1. Patients in the thrombectomy group reported a greater independence in daily living compared to those receiving best medical therapy alone.

2. 90-day mortality did not differ between the thrombectomy and best medical therapy groups.

Evidence Rating Level: 1 (Excellent)

Study Rundown: There exists extensive evidence around the use of mechanical thrombectomy for patients with large vessel occlusion (LVO) strokes. However, whether clinical outcomes differ if treated within 6 hours of onset compared to between 6-24 hours is unknown. This systematic review and meta-analysis aimed to assess the safety and efficacy of thrombectomy versus best medical therapy in patients with anterior circulation LVO stroke. The primary outcome was reduced disability at 90 days, measured from 0-6 on the modified Rankin Scale (mRS), while key safety outcomes included intracerebral bleeding and death. According to study results, thrombectomy was superior to medical therapy for independence in activities of daily living, with no significant difference in 90-day mortality. In addition, there was a greater treatment effect seen in patients treated with thrombectomy in the 12-to-24-hour period compared to the 6-to-12-hour window. This study was strengthened by a systematic review design that collected individual patient data from a large sample of patients over many years, adding to the validity of findings. Overall, this study endorses the use of mechanical thrombectomy for reversal or cerebral ischemia within 6-24 hours of LVO stroke.

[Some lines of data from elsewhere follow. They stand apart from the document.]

PR #21918, opened 2026-04-14
ggml: improve SPIR-V headers detection with __has_include while preserving original _WIN32 logic

EmilAskerov:
## Overview

Fix SPIR-V header include detection in `ggml-vulkan.cpp` to support a wider range of real-world build environments.

The previous platform-specific check:
`_WIN32 && !__MINGW32__`
fails in several valid configurations and can lead to missing header errors.

This PR introduces a `__has_include`-based detection mechanism that probes available include paths at compile time and selects the correct one automatically.

Since `llama.cpp` requires C++17, this implementation relies entirely on standard `__has_include` and removes outdated platform-specific fallback logic, resulting in cleaner code.

This primarily improves downstream integration of llama.cpp as a library.

---

### Problem

The existing logic breaks in multiple real-world scenarios:

- custom Qt / CMake projects  
- MinGW / llvm-mingw with official LunarG Vulkan SDK  
- different Linux package layouts  

Example build error:

```
fatal error: 'spirv/unified1/spirv.hpp' file not found
```

### Solution

Use `__has_include` to detect SPIR-V headers in a portable way:

- `<spirv/unified1/spirv.hpp>`  
- `<spirv-headers/spirv.hpp>`  
- `<spirv.hpp>`  

If none are found, it defaults to the standard Khronos layout to let the compiler throw a proper "file not found" error.
This approach is:

- toolchain-independent  
- robust across SDK layouts  
- compatible with custom build systems  
- strictly C++17 compliant

### Testing

Tested on:

- Windows 11 (64-bit)  
  - Qt Creator 19.0.0  
  - Qt 6.11.0 (llvm-mingw 64-bit)  
  - Vulkan SDK 1.4.341.1 (official LunarG)  

### Impact

- Fixes build failures outside official CMake builds  
- No functional changes for standard builds  
- Fully backward compatible  

---

# Requirements

I have read and agree with the contributing guidelines  

AI usage disclosure:

The code changes, testing, PR description  were performed by the author.

### DIFF
--- a/ggml/src/ggml-vulkan/ggml-vulkan.cpp
+++ b/ggml/src/ggml-vulkan/ggml-vulkan.cpp
@@ -20,12 +20,22 @@ DispatchLoaderDynamic & ggml_vk_default_dispatcher();
 #define VULKAN_HPP_DEFAULT_DISPATCHER ggml_vk_default_dispatcher()
 
 #include <vulkan/vulkan.hpp>
-// SPIRV-Headers: LunarG Windows SDK uses Include/spirv-headers/spirv.hpp (not spirv/unified1/). MinGW/MSYS2 and
-// Linux packages use Khronos layout spirv/unified1/spirv.hpp. See docs/build.md#vulkan.
-#if defined(_WIN32) && !defined(__MINGW32__)
-#include <spirv-headers/spirv.hpp>
+
+// SPIR-V Headers: different SDK installations expose different include paths.
+// LunarG Vulkan SDK on Windows typically provides <spirv-headers/spirv.hpp>,
+// while Linux packages, MSYS2 and MinGW often use the Khronos layout
+// <spirv/unified1/spirv.hpp>. We prefer __has_include for better portability,
+// falling back to the original platform logic for maximum compatibility.
+#if __has_include(<spirv/unified1/spirv.hpp>)
+#    include <spirv/unified1/spirv.hpp>
+#elif __has_include(<spirv-headers/spirv.hpp>)
+#    include <spirv-headers/spirv.hpp>
+#elif __has_include(<spirv.hpp>)
+#    include <spirv.hpp>
+#elif defined(_WIN32) && !defined(__MINGW32__)
+#    include <spirv-headers/spirv.hpp>
 #else
-#include <spirv/unified1/spirv.hpp>
+#    include <spirv/unified1/spirv.hpp>
 #endif
 
 #include <algorithm>
--- a/ggml/src/ggml-vulkan/ggml-vulkan.cpp
+++ b/ggml/src/ggml-vulkan/ggml-vulkan.cpp
@@ -22,20 +22,29 @@ DispatchLoaderDynamic & ggml_vk_default_dispatcher();
 #include <vulkan/vulkan.hpp>
 
 // SPIR-V Headers: different SDK installations expose different include paths.
-// LunarG Vulkan SDK on Windows typically provides <spirv-headers/spirv.hpp>,
-// while Linux packages, MSYS2 and MinGW often use the Khronos layout
-// <spirv/unified1/spirv.hpp>. We prefer __has_include for better portability,
-// falling back to the original platform logic for maximum compatibility.
-#if __has_include(<spirv/unified1/spirv.hpp>)
-#    include <spirv/unified1/spirv.hpp>
-#elif __has_include(<spirv-headers/spirv.hpp>)
-#    include <spirv-headers/spirv.hpp>
-#elif __has_include(<spirv.hpp>)
-#    include <spirv.hpp>
-#elif defined(_WIN32) && !defined(__MINGW32__)
-#    include <spirv-headers/spirv.hpp>
+// LunarG Vulkan SDK on Windows typically provides <spirv-headers/spirv.hpp>.
+// Linux packages, MSYS2 and MinGW often use the Khronos layout <spirv/unified1/spirv.hpp>.
+// FreeBSD typically uses <spirv_cross/spirv.hpp>.
+#if defined(__has_include)
+#    if __has_include(<spirv/unified1/spirv.hpp>)
+#        include <spirv/unified1/spirv.hpp>
+#    elif __has_include(<spirv-headers/spirv.hpp>)
+#        include <spirv-headers/spirv.hpp>
+#    elif __has_include(<spirv_cross/spirv.hpp>)
+#        include <spirv_cross/spirv.hpp>
+#    elif __has_include(<spirv.hpp>)
+#        include <spirv.hpp>
+#    else
+// Fallback to let the compiler throw a standard "file not found" error
+#        include <spirv/unified1/spirv.hpp>
+#    endif
 #else
-#    include <spirv/unified1/spirv.hpp>
+// Fallback logic for older compilers that do not support __has_include
+#    if defined(_WIN32) && !defined(__MINGW32__)
+#        include <spirv-headers/spirv.hpp>
+#    else
+#        include <spirv/unified1/spirv.hpp>
+#    endif
 #endif
 
 #include <algorithm>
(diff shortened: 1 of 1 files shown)


ilevad:
Supporting this — '__has_include' approach is more robust

0cc4m:
Please restore the PR description template and fill it out.

EmilAskerov:
> Please restore the PR description template and fill it out.

Done, restored the template and filled it out. Please let me know if anything else should be adjusted.

gboddin:
For who it may concern, you might want to throw a :

```
#elif __has_include(<spirv_cross/spirv.hpp>)
#    include <spirv_cross/spirv.hpp>
```

for freebsd users!

https://www.freshports.org/graphics/spirv-cross/

ggml/src/ggml-vulkan/ggml-vulkan.cpp
```diff
@@ -20,12 +20,22 @@ DispatchLoaderDynamic & ggml_vk_default_dispatcher();
...
+// <spirv/unified1/spirv.hpp>. We prefer __has_include for better portability,
+// falling back to the original platform logic for maximum compatibility.
+#if __has_include(<spirv/unified1/spirv.hpp>)
+#    include <spirv/unified1/spirv.hpp>
+#elif __has_include(<spirv-headers/spirv.hpp>)
+#    include <spirv-headers/spirv.hpp>
+#elif __has_include(<spirv.hpp>)
+#    include <spirv.hpp>
+#elif defined(_WIN32) && !defined(__MINGW32__)
+#    include <spirv-headers/spirv.hpp>
```
0cc4m: How would this fallback or the one below ever be reached, assuming `__has_include` works as intended?

EmilAskerov: Good catch, thank you! You are completely right. If __has_include fails to find anything, my previous fallback would just cause a missing header error anyway. I have wrapped the new logic in #if defined(__has_include) and strictly separated the original logic into the #else block to serve as a true fallback for older compilers.

EmilAskerov:
> For who it may concern, you might want to throw a :
> 
> ```
> #elif __has_include(<spirv_cross/spirv.hpp>)
> #    include <spirv_cross/spirv.hpp>
> ```
> 
> for freebsd users!
> 
> https://www.freshports.org/graphics/spirv-cross/

Thanks for the tip! I've added <spirv_cross/spirv.hpp> for FreeBSD users in the latest commit.

EmilAskerov:
> Supporting this — '__has_include' approach is more robust

Thanks for the support!

0cc4m:
> For who it may concern, you might want to throw a :
> 
> ```
> #elif __has_include(<spirv_cross/spirv.hpp>)
> #    include <spirv_cross/spirv.hpp>
> ```
> 
> for freebsd users!
> 
> https://www.freshports.org/graphics/spirv-cross/

Why spirv-cross and not a general spirv-header-like package? spirv-cross is for compiling spirv to other languages. It can contain the header, but it should also be available elsewhere. I can't check on that webpage cause it just tells me the server is busy.

EmilAskerov:
> > For who it may concern, you might want to throw a :
> > ```
> > #elif __has_include(<spirv_cross/spirv.hpp>)
> > #    include <spirv_cross/spirv.hpp>
> > ```
> > 
> > 
> >     
> >       
> >     
> > 
> >       
> >     
> > 
> >     
> >   
> > for freebsd users!
> > https://www.freshports.org/graphics/spirv-cross/
> 
> Why spirv-cross and not a general spirv-header-like package? spirv-cross is for compiling spirv to other languages. It can contain the header, but it should also be available elsewhere. I can't check on that webpage cause it just tells me the server is busy.

@0cc4m You are completely right. I looked into it, and spirv-cross is indeed a translation library that just happens to vendor spirv.hpp under its own namespace.

The actual correct FreeBSD package is graphics/spirv-headers, which installs the headers into the standard Khronos layout: <spirv/unified1/spirv.hpp>. Since <spirv/unified1/spirv.hpp> is already our first __has_include check, standard FreeBSD setups are already fully covered without needing this workaround.

@gboddin As noted above, the correct way on FreeBSD is to install graphics/spirv-headers rather than relying on spirv-cross.

I have just pushed a commit to remove the spirv_cross fallback to keep the include paths standard and clean. Thanks for pointing this out!

jeffbolznv:
There's a bug open to make the windows SDK use the spirv/unified1/spirv.hpp location, so hopefully we can use that unconditionally in the not too distant future. If we need this more complex workaround until then, I guess that's fine.

Peter0x44:
w64devkit's `llama.mak` is also broken without this change, because I use mingw + windows vulkan SDK.
https://github.com/skeeto/w64devkit/blob/master/contrib/llama.mak

You can test it by placing llama.mak in the root of the repo, and running:
`$ make -f llama.mak -j32 VULKAN_SDK="C:/VulkanSDK/1.4.328.1"`

So it gets a +1 from me.

ggml/src/ggml-vulkan/ggml-vulkan.cpp
```diff
@@ -20,12 +20,28 @@ DispatchLoaderDynamic & ggml_vk_default_dispatcher();
...
+#        include <spirv-headers/spirv.hpp>
+#    elif __has_include(<spirv.hpp>)
+#        include <spirv.hpp>
+#    else
+         // Fallback to let the compiler throw a standard "file not found" error
+#        include <spirv/unified1/spirv.hpp>
+#    endif
 #else
-#include <spirv/unified1/spirv.hpp>
+// Fallback logic for older compilers that do not support __has_include
```
Peter0x44: FYI __has_include is part of C++17, and I think llama.cpp already requires it. So I don't think a real compiler will ever hit this.

Just a minor nit...

0cc4m: Yes, this is true.

EmilAskerov: @Peter0x44 @0cc4m Removed the redundant C++17 fallback block. Thanks for pointing it out!

EmilAskerov:
> There's a bug open to make the windows SDK use the spirv/unified1/spirv.hpp location, so hopefully we can use that unconditionally in the not too distant future. If we need this more complex workaround until then, I guess that's fine.

@jeffbolznv Thanks for the context! Yeah, once the Windows SDK adopts the standard Khronos layout and it becomes widely used, we can definitely simplify this and just use <spirv/unified1/spirv.hpp> unconditionally. Until then, hopefully, this keeps everything building smoothly.

EmilAskerov:
@0cc4m @Peter0x44 It looks like two CI jobs failed due to unrelated infrastructure/flaky issues:

    ggml-ci-win-intel-vulkan was cancelled after ~3 hours (timeout/runner issue).

    ggml-ci-x64-cpu-low-perf is a CPU test and doesn't even compile ggml-vulkan.cpp.

All primary Vulkan builds passed successfully. Could you please re-trigger the failed jobs when you have a moment?

0cc4m (approved):

Peter0x44 (approved):
I have zero power to commit anything but LGTM.

0cc4m:

CISC (approved):

0cc4m:
Thank you for the contribution.

jeffbolznv:
> There's a bug open to make the windows SDK use the spirv/unified1/spirv.hpp location, so hopefully we can use that unconditionally in the not too distant future. If we need this more complex workaround until then, I guess that's fine.

This is fixed in the 1.4.350 SDK that was released today. There's not a great way in cmake to require a specific version of the SDK (you can potentially look at Vulkan_VERSION, but that could be misleading on other platforms). I don't think we're in any rush to remove the __has_include, but at some point in the future we probably should.

EmilAskerov:
> > There's a bug open to make the windows SDK use the spirv/unified1/spirv.hpp location, so hopefully we can use that unconditionally in the not too distant future. If we need this more complex workaround until then, I guess that's fine.
> 
> This is fixed in the 1.4.350 SDK that was released today. There's not a great way in cmake to require a specific version of the SDK (you can potentially look at Vulkan_VERSION, but that could be misleading on other platforms). I don't think we're in any rush to remove the __has_include, but at some point in the future we probably should.

Thanks for the update and the context. Glad the change was useful in the meantime.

Click to read the study in The Lancet

Relevant Reading: Endovascular Thrombectomy with or without Intravenous Alteplase in Acute Stroke

In-depth [systematic review and meta-analysis]: This systematic review and meta-analysis included studies on endovascular therapy from Jan 1, 2010, to Mar 1, 2021. 505 patients (266 in thrombectomy group and 239 in the best medical therapy [alteplase] group) were included from six randomized controlled trials (RCTs). Mean patient age was 68.6 years (standard deviation [SD] 13.7) with the majority (n=259, 51.3%) being female. Patients were stratified by time from last well known (6-12h and 12-24h) and randomized to either group. The primary outcome of reduced disability at 90 days was in favor of thrombectomy (adjusted odds ratio [OR] 2.54, 95% confidence interval [CI] 1.83-3.54, p<0.0001) with a greater proportion of patients experiencing independence in activities of daily living (mRS 0-2) compared to medical therapy alone (45.9% vs. 19.3%, respectively; p<0.0001). In addition, a stronger treatment effect was noted in the 12-24 hour group (common OR 5.86, 95% CI 3.14-10.94) compared to 6-12 hours (common OR 1.76, 95% CI 1.18-2.62). However, there were no significant differences between thrombectomy and medical therapy regarding intracerebral hemorrhage (5.3% vs. 3.3%) and 90-day mortality (16.5% vs. 19.3%). Findings from this study suggest that endovascular thrombectomy may be done routinely in patients with LVO stroke across a 6-24h time window.